The expected answer comprises all lines from the entries that contain the string "left".
Content starts
PR #3135, opened 2026-08-10
Fortran function like [WIP]

isaacaka:
# Add Fortran `enzyme_function_like` support

## Summary

This adds two ways to register a Fortran function as behaving like a
mathematical function known to Enzyme.

```fortran
use enzyme, only: enzyme_function_like, enzyme_log1p

call enzyme_function_like(log1p_like_function, enzyme_log1p)
```

The declaration-style alternative is closer to C's static registration:

```fortran
procedure(log1p_like_function), pointer, private :: &
  fn__enzyme_function_like__log1p => log1p_like_function
```

This declaration creates a module global that points at
`log1p_like_function`. Because Fortran cannot construct the equivalent of C’s 
statically initialized {function pointer, string pointer} struct the function whose rule is being copied is instead encoded in the global’s name. PreserveNVVM searches for `__enzyme_function_like__` and reads `log1p` from its
suffix.

## Trade-offs

- Call-style registration, such as
  `call enzyme_function_like(target, enzyme_log1p)`, simpler and clearer. 
  However, every math function name needs a global binding such as
  `integer(c_int), bind(C, name="enzyme_math_log1p") :: enzyme_log1p`.
  Users can declare missing bindings themselves.

- Procedure-pointer registration doesn't need a binding per function. Its
  less simple and the marker name must be unique, and the rule name
  must fit a Fortran identifier. Names containing punctuation etc won't work
  
### C-compatible static record

The closest translation of C's `{ function pointer, string pointer }` global
didn't work:

```fortran
type, bind(C) :: function_like_record
  type(c_funptr) :: target
  type(c_ptr) :: name
end type function_like_record

type(function_like_record), bind(C, name="__enzyme_function_like") :: &
  registration = function_like_record( &
    c_funloc(log1p_like_function), c_loc(log1p_name))
```

Flang rejects the initialiser because `c_funloc` and `c_loc` are not valid
constant initialisation expressions here:

```text
error: Must be a constant value
c_funloc(log1p_like_function), c_loc(log1p_name)
```

C is able to handle things like the above but Fortran cannot

### Passing `"log1p"` directly

```fortran
call enzyme_function_like(log1p_like_function, "log1p")
```

does not lower to a direct constant-string argument. Flang copies the literal through a stack temporary variable

## Tests

- End-to-end Fortran differentiation through the call-style registration.
- End-to-end differentiation through an independently registered
  procedure-pointer marker.
- IR checks that the declaration form adds `"enzyme_math"="log1p"`
- Add a warning for Conflicting registrations  while retaining current behaviour


enzyme/Fortran/README.md
```diff
@@ -124,3 +124,88 @@ for an example.
...
+
+The `enzyme_function_like` hook tells Enzyme to differentiate a function as if
+it were a known mathematical function. For example, Enzyme can use the
+derivative of `log1p` for `log1p_like_function`, regardless of its
+implementation.
+
+### Call-style registration
+
+The call-style interface follows the same pattern as `enzyme_autodiff`:
+
```
joewallwork, line 139: Does 'call-style' refer to the fact it's a subroutine?
```suggestion
### Function registration

The interface follows the same pattern as `enzyme_autodiff`:

```

enzyme/Fortran/README.md
```diff
@@ -124,3 +124,88 @@ for an example.
...
+```fortran
+use enzyme, only: enzyme_function_like, enzyme_log1p
+
+call enzyme_function_like(log1p_like_function, enzyme_log1p)
+```
+
+`enzyme_log1p` supplies the symbolic function name `log1p`; its value is not
```
joewallwork, line 146:
```suggestion
Here `enzyme_log1p` supplies the symbolic function name `log1p`; its value is not
```

enzyme/Fortran/README.md
```diff
@@ -124,3 +124,88 @@ for an example.
...
+`enzyme_function_like` hook before differentiation:
+
+```console
+$ opt -load-pass-plugin=/path/to/LLVMEnzyme-21.so \
+    -passes='preserve-nvvm,enzyme,preserve-nvvm-end' input.bc -o output.bc
+```
+
+When using this separate `opt` workflow, compile the Fortran source to LLVM
+ with `-O0`. Otherwise, Flang may inline calls to the function before
+`preserve-nvvm` processes the `enzyme_function_like` hook. The `FlangEnzyme`
```
joewallwork, line 163:
```suggestion
> [!WARNING]
> When using this separate `opt` workflow, compile the Fortran source to LLVM
> with `-O0`. Otherwise, Flang may inline calls to the function before
> `preserve-nvvm` processes the `enzyme_function_like` hook.

The `FlangEnzyme`
```

enzyme/Fortran/README.md
```diff
@@ -124,3 +124,88 @@ for an example.
...
+
+```fortran
+module enzyme_math_names
+  use iso_c_binding, only: c_int
+  implicit none
+
+  integer(c_int), bind(C, name="enzyme_math_sin") :: enzyme_sin
+end module enzyme_math_names
+```
+
```
joewallwork, line 179: How about we just implement them all in the bindings ourselves so that users don't have to?

enzyme/test/Fortran/ReverseMode/function_like.f90
joewallwork, line 1: To avoid the risk of module collision (which has caused issues previously), we have switched to just putting functions or subroutines after a `contains` statement in the main program, rather than using modules. You can get away with this so long as you don't need to define any interfaces.

enzyme/test/Fortran/ReverseMode/function_like.f90
```diff
@@ -0,0 +1,44 @@
...
+  implicit none
+
+  double precision :: x, dx
+
+  x = 2.0d0
+  dx = 0.0d0
+  call enzyme_function_like(log1p_like_function, enzyme_log1p)
+  call enzyme_autodiff(test, x, dx)
+
+  if (abs(dx - 1.0d0 / 3.0d0) > 1.0d-10) error stop
```
joewallwork, line 40: Instead, encode this as a lit `CHECK` statement at the bottom of the file. Print out `dx` to a given number of decimal places and then check it matches 1/3 to the same precision. See other tests for examples of this.

enzyme/test/Fortran/ReverseMode/function_like_procedure_pointer.f90
joewallwork, line 1: Similar suggestions as for the other test.

joewallwork (changes requested):
This looks great so far. I left a few comments and suggestions on the Fortran side of things.

I was wondering: is there any particular reason you use `double precision` rather than `real` in the test and docs here?

enzyme/Fortran/README.md
isaacaka: I agree

enzyme/test/Fortran/ReverseMode/function_like_procedure_pointer.f90
```diff
@@ -0,0 +1,48 @@
...
+! RUN: %fc -flto -O0 -c %loadFortran %s -o /dev/stdout | %opt %loadEnzyme -passes="preserve-nvvm" -S | FileCheck %s --check-prefix=IR --implicit-check-not=__enzyme_function_like__
+! RUN: %fc -flto -O0 -c %loadFortran %s -o /dev/stdout | %opt %loadEnzyme -passes="preserve-nvvm,enzyme,preserve-nvvm-end" -o %t.ll && %fc -flto -O0 %t.ll -o %t1 && %t1 | FileCheck %s
+! RUN: %if flangenzyme %{ %fc -O0 %loadFortran %loadFlangEnzyme %s -o %t2 && %t2 | FileCheck %s %}
+! RUN: %if flangenzyme %{ %fc -O2 %loadFortran %loadFlangEnzyme %s -o %t2 && %t2 | FileCheck %s %}
+
+module function_like_procedure_pointer_test
+  implicit none
+
+  procedure(log1p_like_function), pointer, private :: &
+    fn__enzyme_function_like__log1p => log1p_like_function
```
vchuravy: My only question is this idiomatic? Could we use pragmas?

enzyme/test/Fortran/ReverseMode/function_like_procedure_pointer.f90
isaacaka: Done

enzyme/test/Fortran/ReverseMode/function_like.f90
isaacaka: Done

enzyme/test/Fortran/ReverseMode/function_like.f90
isaacaka: Done

enzyme/Fortran/README.md
isaacaka: I mean to distinguish between registering a function via a 'procedure pointer vs a 'call'

isaacaka:
> This looks great so far. I left a few comments and suggestions on the Fortran side of things.
> 
> I was wondering: is there any particular reason you use `double precision` rather than `real` in the test and docs here?

Both work, I think it was left over from when I was trying out different things. I've changed it to use real.

enzyme/test/Fortran/ReverseMode/function_like_procedure_pointer.f90
isaacaka: Yes, this is modern idiomatic Fortran. I've added additional examples in the README
Pragmas could work as well but it would require some changes to Flang

enzyme/Fortran/README.md
```diff
@@ -103,7 +103,7 @@ example, if you have a subroutine
 then you can make use of activity descriptors like so:
 ```fortran
   call enzyme_autodiff(my_subroutine, enzyme_const, n, &
-                       enzyme_dup, x, dx, enzyme_dup, y, dy
+                       enzyme_dup, x, dx, enzyme_dup, y, dy)
```
joewallwork, line 106: Good catch, thanks.

enzyme/Fortran/README.md
```diff
@@ -124,3 +124,299 @@ for an example.
...
+| Function location and interface | When to use each form |
+|---|---|
+| Module function | Use a pointer declaration before the module's `contains` to keep registration with the function. The compiler supplies its explicit interface. A registration call in executable code also works. |
+| External function with an explicit interface | Put the pointer declaration after the interface block in the declaration section. A registration call in executable code also works. |
+| Internal function | Use call registration only if Flang supplies a direct function reference. Access to variables from the containing program or procedure can prevent registration. See the restriction below. The current pointer mechanism cannot register an internal function. |
+| External function with an implicit interface | Use `procedure(real)` for an ordinary pointer to a function with a real result. For scalar math registration, provide the required value arguments and an explicit interface. |
+
+### Call-style registration
+
+The call-style interface follows the same pattern as `enzyme_autodiff`:
```
joewallwork, line 150: Not really? except that it's called like a subroutine.

enzyme/Fortran/README.md
```diff
@@ -124,3 +124,299 @@ for an example.
...
+
+You can declare other symbolic names in user code. Use the `enzyme_math_`
+prefix followed by a function name that Enzyme supports:
+
+```fortran
+module enzyme_math_names
+  use iso_c_binding, only: c_int
+  implicit none
+
+  integer(c_int), bind(C, name="enzyme_math_fmin") :: enzyme_fmin
```
joewallwork, line 234: Is this something that Enzyme supports?

enzyme/Fortran/README.md
joewallwork, line 1: It's good to have all this detail. Once we set up proper documentation for the Fortran bindings, the function-like stuff should probably be on its own page, though.

enzyme/Fortran/README.md
```diff
@@ -124,3 +124,299 @@ for an example.
...
+
+An external function is defined outside any program, module, or other procedure.
+It can be in the same source file as its caller.
+
+Use an explicit interface when the function has a `value` argument, as required
+by the scalar math rules shown here. Put the pointer declaration after the
+interface block, before executable statements. Omit `private` outside a module.
+
+In this example, `double_value` follows `end program main`. Its interface block
+describes its value argument and result.
```
joewallwork, line 315: I'm not sure we should include this approach. It's generally considered bad practice to have procedures that don't belong to a module or program. I think if you applied the Fortitude linter to this source it would complain.

enzyme/Fortran/README.md
```diff
@@ -124,3 +124,299 @@ for an example.
...
+
+Keep the explicit interface consistent with the external function definition.
+The internal `test` wrapper is allowed here because the initialized pointer
+targets the external `double_value`, not `test`.
+
+#### External function with an implicit interface
+
+A simple external function with scalar arguments passed by reference can use
+an implicit interface. Use this form for ordinary Fortran pointer calls when
+the function has no features that require an explicit interface.
```
joewallwork, line 367: Similarly here.

enzyme/Fortran/README.md
```diff
@@ -124,3 +124,299 @@ for an example.
...
+the explicit interface and registration declaration from the preceding example.
+Changing the argument to `value` changes the calling convention. Update the
+interfaces at all call sites and recompile the callers.
+
+#### Register a module function from a subroutine
+
+The declaration can instead appear in a subroutine's declaration section,
+before executable statements. For example, remove the module-level registration
+from `function_like_example` above and add this subroutine alongside its
+`double_value` and `test` functions:
```
joewallwork, line 403: I feel this could be combined with other variants. At the end of the day, you just need to include the declaration in the declaration block for the subroutine/module/program/function, no?

enzyme/test/Fortran/ReverseMode/function_like_procedure_pointer.f90
```diff
@@ -0,0 +1,52 @@
...
+
+end program main
+
+function double_value(x) result(y)
+  implicit none
+  real, value :: x
+  real :: y
+
+  y = 2.0 * x
+end function double_value
```
joewallwork, line 49: Again, I don't think we should include code that has procedures that don't belong to programs or modules.

joewallwork (changes requested):
Thanks for your work on this @isaacaka. I have a concern about including procedures that don't belong to programs or modules because it's considered bad practice.

enzyme/Fortran/README.md
isaacaka: Yes

enzyme/Fortran/README.md
isaacaka: Thanks, removed

enzyme/Fortran/README.md
isaacaka: Removed

enzyme/Fortran/README.md
isaacaka: Fixed the wording

enzyme/Fortran/README.md
isaacaka: Fixed the wording

enzyme/Fortran/README.md
isaacaka: Done

enzyme/test/Fortran/ReverseMode/function_like_procedure_pointer.f90
isaacaka: I can move it back into a module since procedure pointers can only go in modules or outside programs. I think for this test case we can avoid the module collision case that you mentioned by using a unique module name.

joewallwork (approved):
I'm happy with this now, thanks @isaacaka!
Content ends
EXPECTED OUTPUT:
This looks great so far. I left a few comments and suggestions on the Fortran side of things.
> This looks great so far. I left a few comments and suggestions on the Fortran side of things.
Both work, I think it was left over from when I was trying out different things. I've changed it to use real.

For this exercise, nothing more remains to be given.